TO DO: For this exercise, output the line containing "Also, is this" and all lines after it to the end of the records, exactly, with no other content.

##### SUPPLIED RECORDS #####

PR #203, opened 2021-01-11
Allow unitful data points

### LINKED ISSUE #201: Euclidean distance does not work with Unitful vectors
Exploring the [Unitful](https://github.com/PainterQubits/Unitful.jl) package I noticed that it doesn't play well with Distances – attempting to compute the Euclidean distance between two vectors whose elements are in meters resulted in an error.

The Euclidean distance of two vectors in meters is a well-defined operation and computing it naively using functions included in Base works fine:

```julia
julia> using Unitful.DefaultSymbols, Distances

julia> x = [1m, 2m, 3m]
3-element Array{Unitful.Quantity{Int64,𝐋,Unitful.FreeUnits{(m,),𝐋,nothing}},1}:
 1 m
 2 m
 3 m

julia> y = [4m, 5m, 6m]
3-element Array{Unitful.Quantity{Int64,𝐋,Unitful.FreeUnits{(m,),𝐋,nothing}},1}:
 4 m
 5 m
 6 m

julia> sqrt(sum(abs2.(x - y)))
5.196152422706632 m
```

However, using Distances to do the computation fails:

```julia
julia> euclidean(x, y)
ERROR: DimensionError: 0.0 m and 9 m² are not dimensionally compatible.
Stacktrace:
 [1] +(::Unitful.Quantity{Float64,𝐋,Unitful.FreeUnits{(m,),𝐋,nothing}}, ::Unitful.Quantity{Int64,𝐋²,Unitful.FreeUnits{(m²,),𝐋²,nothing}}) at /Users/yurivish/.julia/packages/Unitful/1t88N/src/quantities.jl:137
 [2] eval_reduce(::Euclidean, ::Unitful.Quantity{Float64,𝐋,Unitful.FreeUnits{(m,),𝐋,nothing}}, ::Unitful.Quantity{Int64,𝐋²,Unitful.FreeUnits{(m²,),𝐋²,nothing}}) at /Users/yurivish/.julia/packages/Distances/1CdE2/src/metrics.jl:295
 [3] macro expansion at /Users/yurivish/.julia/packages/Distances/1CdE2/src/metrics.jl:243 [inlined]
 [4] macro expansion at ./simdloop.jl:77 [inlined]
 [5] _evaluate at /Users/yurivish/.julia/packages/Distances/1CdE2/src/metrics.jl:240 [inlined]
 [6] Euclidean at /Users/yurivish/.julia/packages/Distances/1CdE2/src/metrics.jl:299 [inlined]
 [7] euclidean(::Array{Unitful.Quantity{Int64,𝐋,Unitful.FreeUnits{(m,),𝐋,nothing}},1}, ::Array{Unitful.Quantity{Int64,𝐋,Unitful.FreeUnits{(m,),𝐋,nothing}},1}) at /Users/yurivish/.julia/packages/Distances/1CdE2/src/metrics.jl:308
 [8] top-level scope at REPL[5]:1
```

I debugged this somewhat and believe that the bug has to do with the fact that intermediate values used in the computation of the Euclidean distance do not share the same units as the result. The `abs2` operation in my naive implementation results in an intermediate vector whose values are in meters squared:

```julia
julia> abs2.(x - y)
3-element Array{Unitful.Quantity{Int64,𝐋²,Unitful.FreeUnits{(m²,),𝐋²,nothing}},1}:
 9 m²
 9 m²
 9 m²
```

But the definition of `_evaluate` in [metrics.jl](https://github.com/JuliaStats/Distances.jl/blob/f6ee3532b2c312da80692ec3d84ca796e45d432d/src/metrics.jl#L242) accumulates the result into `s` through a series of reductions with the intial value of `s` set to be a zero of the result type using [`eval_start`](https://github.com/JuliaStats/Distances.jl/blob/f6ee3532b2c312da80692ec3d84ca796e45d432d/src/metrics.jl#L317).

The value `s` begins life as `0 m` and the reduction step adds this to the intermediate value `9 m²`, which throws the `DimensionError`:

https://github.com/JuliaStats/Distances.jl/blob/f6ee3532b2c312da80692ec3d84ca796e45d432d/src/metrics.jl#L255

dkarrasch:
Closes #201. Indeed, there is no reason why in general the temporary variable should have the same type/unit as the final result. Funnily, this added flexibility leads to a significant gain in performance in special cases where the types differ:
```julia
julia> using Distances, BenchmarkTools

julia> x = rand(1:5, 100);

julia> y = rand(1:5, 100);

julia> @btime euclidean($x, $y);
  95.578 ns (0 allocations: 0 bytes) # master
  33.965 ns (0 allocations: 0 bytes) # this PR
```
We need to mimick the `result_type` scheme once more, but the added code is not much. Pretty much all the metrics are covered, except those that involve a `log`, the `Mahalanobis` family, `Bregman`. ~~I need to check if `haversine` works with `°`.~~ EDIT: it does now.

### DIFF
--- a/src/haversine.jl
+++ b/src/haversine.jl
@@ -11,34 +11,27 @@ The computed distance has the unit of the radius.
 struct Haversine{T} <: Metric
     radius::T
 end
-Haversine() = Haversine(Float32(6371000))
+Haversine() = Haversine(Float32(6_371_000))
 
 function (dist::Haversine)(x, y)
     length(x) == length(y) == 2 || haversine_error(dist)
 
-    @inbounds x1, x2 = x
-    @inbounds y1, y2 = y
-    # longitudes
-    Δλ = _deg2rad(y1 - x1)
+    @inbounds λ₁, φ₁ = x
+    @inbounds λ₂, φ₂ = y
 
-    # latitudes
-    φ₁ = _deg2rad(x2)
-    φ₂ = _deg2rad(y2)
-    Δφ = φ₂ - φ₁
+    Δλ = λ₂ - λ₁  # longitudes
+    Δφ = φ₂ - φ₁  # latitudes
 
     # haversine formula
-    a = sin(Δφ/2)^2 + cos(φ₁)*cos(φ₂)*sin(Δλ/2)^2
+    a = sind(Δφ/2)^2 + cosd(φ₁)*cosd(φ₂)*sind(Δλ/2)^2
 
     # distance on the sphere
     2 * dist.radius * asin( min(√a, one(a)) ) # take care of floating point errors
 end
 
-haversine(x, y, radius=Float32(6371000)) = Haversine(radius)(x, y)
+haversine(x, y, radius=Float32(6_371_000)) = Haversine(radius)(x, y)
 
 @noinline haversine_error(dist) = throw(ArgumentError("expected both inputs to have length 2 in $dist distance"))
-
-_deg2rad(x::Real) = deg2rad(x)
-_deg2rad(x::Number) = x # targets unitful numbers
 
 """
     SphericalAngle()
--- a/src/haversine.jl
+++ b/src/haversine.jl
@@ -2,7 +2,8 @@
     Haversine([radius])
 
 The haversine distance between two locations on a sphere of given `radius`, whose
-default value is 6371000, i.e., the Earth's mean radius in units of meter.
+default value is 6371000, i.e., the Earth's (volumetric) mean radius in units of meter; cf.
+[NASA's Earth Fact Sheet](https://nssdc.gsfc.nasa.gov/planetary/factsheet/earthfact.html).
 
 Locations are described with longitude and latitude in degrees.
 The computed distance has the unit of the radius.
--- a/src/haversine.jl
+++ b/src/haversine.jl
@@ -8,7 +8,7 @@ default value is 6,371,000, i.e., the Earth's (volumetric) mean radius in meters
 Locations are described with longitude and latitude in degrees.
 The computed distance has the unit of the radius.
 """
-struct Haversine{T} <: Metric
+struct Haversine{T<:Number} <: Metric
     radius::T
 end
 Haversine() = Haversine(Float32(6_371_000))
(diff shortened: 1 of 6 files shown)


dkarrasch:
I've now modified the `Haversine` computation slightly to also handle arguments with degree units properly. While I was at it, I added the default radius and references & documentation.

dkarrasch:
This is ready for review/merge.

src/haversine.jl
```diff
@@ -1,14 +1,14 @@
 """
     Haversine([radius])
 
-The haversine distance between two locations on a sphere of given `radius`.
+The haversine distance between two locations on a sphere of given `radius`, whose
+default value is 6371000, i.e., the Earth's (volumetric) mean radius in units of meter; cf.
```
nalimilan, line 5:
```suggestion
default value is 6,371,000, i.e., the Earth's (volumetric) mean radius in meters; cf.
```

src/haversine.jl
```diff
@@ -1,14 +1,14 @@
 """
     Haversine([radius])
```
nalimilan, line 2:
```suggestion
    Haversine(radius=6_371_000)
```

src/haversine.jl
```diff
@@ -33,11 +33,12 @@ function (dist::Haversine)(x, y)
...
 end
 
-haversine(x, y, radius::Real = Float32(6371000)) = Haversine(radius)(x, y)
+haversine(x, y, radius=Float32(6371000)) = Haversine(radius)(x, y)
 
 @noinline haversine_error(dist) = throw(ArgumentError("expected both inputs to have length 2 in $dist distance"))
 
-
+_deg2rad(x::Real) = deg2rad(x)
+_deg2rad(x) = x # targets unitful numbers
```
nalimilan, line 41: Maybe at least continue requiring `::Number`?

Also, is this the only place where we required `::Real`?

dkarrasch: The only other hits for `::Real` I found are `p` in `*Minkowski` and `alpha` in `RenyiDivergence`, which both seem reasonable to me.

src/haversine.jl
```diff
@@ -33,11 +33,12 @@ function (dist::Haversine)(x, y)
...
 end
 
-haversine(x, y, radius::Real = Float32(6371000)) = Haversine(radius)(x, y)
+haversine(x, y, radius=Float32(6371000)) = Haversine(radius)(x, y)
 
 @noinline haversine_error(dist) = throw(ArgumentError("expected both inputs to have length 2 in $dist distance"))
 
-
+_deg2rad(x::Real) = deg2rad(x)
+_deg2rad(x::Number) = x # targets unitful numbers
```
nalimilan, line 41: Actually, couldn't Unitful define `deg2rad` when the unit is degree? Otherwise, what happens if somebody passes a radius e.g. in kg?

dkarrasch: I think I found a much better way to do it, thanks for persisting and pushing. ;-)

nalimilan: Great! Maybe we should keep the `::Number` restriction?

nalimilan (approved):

#####

COMPLETED EXERCISE:
Also, is this the only place where we required `::Real`?

dkarrasch: The only other hits for `::Real` I found are `p` in `*Minkowski` and `alpha` in `RenyiDivergence`, which both seem reasonable to me.

src/haversine.jl
```diff
@@ -33,11 +33,12 @@ function (dist::Haversine)(x, y)
...
 end
 
-haversine(x, y, radius::Real = Float32(6371000)) = Haversine(radius)(x, y)
+haversine(x, y, radius=Float32(6371000)) = Haversine(radius)(x, y)
 
 @noinline haversine_error(dist) = throw(ArgumentError("expected both inputs to have length 2 in $dist distance"))
 
-
+_deg2rad(x::Real) = deg2rad(x)
+_deg2rad(x::Number) = x # targets unitful numbers
```
nalimilan, line 41: Actually, couldn't Unitful define `deg2rad` when the unit is degree? Otherwise, what happens if somebody passes a radius e.g. in kg?

dkarrasch: I think I found a much better way to do it, thanks for persisting and pushing. ;-)

nalimilan: Great! Maybe we should keep the `::Number` restriction?

nalimilan (approved):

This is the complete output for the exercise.